[Opening SUPPLIED RECORDS section]

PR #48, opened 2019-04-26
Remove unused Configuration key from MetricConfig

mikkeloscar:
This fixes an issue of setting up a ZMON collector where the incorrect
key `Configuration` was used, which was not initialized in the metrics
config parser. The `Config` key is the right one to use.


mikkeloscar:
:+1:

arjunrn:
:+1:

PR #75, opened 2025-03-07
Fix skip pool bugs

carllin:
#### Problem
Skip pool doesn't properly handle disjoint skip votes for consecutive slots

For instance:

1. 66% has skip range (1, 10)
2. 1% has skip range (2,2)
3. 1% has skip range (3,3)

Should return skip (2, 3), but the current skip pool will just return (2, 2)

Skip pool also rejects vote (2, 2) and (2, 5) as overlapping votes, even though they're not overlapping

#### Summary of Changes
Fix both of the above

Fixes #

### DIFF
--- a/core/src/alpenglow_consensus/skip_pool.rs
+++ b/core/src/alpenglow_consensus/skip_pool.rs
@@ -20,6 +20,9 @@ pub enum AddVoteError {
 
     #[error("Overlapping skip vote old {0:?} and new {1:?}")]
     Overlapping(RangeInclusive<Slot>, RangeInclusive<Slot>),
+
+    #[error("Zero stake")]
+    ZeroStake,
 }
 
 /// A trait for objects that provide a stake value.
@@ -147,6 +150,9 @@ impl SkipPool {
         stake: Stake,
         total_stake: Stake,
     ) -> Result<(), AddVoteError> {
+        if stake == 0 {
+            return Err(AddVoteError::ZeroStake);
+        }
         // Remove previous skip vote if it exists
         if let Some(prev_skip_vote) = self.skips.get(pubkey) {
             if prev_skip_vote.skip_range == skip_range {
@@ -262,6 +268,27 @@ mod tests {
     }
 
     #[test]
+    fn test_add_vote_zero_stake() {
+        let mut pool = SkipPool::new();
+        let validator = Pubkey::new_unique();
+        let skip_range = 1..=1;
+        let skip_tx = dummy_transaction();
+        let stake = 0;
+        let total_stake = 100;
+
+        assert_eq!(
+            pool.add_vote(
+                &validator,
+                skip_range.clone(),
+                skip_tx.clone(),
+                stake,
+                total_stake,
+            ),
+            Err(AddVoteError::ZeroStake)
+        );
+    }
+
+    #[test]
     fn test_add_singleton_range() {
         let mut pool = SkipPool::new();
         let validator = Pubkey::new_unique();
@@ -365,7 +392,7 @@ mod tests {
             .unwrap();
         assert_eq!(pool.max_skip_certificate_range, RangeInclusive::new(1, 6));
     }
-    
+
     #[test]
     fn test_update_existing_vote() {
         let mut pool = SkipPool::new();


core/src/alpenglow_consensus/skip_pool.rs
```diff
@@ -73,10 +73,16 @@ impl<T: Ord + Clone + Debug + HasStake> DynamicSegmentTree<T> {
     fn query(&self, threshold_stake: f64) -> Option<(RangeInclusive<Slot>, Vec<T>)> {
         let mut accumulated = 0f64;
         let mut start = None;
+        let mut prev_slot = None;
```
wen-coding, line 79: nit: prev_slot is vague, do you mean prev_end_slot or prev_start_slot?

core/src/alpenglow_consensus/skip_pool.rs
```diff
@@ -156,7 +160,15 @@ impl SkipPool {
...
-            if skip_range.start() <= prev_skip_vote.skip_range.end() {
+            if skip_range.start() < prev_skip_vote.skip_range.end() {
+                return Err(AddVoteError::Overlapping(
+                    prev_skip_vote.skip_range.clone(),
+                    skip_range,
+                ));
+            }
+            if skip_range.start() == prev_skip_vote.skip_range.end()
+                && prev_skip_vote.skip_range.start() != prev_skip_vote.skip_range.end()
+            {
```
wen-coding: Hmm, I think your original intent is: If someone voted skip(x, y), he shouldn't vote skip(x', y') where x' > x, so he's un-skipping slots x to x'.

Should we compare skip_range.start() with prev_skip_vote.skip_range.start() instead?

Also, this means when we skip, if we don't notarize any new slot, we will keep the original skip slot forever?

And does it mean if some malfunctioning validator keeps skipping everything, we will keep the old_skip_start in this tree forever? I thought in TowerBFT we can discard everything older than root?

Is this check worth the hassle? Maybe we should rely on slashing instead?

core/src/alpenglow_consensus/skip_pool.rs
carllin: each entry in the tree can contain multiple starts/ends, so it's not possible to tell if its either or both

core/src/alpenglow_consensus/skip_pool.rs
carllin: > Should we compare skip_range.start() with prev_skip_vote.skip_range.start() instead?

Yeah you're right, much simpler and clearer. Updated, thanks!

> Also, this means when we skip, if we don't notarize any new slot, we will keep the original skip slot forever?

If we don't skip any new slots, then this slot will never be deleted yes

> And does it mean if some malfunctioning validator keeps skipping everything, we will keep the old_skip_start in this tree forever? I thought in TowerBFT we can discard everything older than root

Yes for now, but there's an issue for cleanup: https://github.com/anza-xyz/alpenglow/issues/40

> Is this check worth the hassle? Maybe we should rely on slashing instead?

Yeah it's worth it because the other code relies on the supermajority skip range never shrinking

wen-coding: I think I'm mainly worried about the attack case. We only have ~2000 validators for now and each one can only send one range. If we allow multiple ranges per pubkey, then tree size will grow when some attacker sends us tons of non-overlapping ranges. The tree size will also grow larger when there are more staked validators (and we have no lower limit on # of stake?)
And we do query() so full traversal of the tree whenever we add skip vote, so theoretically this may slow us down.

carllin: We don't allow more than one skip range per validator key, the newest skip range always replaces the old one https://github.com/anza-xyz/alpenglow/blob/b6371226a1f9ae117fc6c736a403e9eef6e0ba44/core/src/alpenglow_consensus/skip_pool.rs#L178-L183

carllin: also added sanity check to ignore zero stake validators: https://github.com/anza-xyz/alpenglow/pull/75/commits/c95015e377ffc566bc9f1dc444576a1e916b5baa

[Closing SUPPLIED RECORDS section]
[Opening SUPPLIED RECORDS section]

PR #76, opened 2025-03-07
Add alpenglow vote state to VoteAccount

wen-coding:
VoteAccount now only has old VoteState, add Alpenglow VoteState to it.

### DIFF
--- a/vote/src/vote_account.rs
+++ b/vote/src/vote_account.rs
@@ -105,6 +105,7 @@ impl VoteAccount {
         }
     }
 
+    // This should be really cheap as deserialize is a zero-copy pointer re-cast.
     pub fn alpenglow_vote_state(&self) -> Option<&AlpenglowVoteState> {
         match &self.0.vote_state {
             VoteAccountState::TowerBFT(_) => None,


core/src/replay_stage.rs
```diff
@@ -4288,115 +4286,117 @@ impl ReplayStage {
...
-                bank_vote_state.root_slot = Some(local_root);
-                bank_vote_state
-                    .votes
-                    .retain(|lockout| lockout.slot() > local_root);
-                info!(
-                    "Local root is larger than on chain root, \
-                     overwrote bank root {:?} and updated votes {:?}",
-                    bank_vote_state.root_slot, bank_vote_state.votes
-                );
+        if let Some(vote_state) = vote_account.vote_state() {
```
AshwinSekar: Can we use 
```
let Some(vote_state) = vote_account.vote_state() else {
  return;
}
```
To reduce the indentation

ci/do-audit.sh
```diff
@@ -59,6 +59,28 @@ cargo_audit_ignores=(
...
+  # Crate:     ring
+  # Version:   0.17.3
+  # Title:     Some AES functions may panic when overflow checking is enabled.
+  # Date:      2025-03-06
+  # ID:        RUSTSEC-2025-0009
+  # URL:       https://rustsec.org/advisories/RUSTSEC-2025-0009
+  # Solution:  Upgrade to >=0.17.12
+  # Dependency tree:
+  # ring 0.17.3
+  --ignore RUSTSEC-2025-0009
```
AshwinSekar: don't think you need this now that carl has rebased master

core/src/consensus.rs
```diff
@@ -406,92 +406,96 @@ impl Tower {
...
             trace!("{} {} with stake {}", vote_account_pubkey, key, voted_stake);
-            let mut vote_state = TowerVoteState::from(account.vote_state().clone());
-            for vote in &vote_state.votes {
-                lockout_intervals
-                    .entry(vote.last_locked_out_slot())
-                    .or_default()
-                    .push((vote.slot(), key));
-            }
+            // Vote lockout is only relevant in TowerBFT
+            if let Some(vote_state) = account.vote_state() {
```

[Closing SUPPLIED RECORDS section]

• TO DO
A single number is the answer: how many lines of the material above hold the word "self"?

• WRITTEN REPLY
4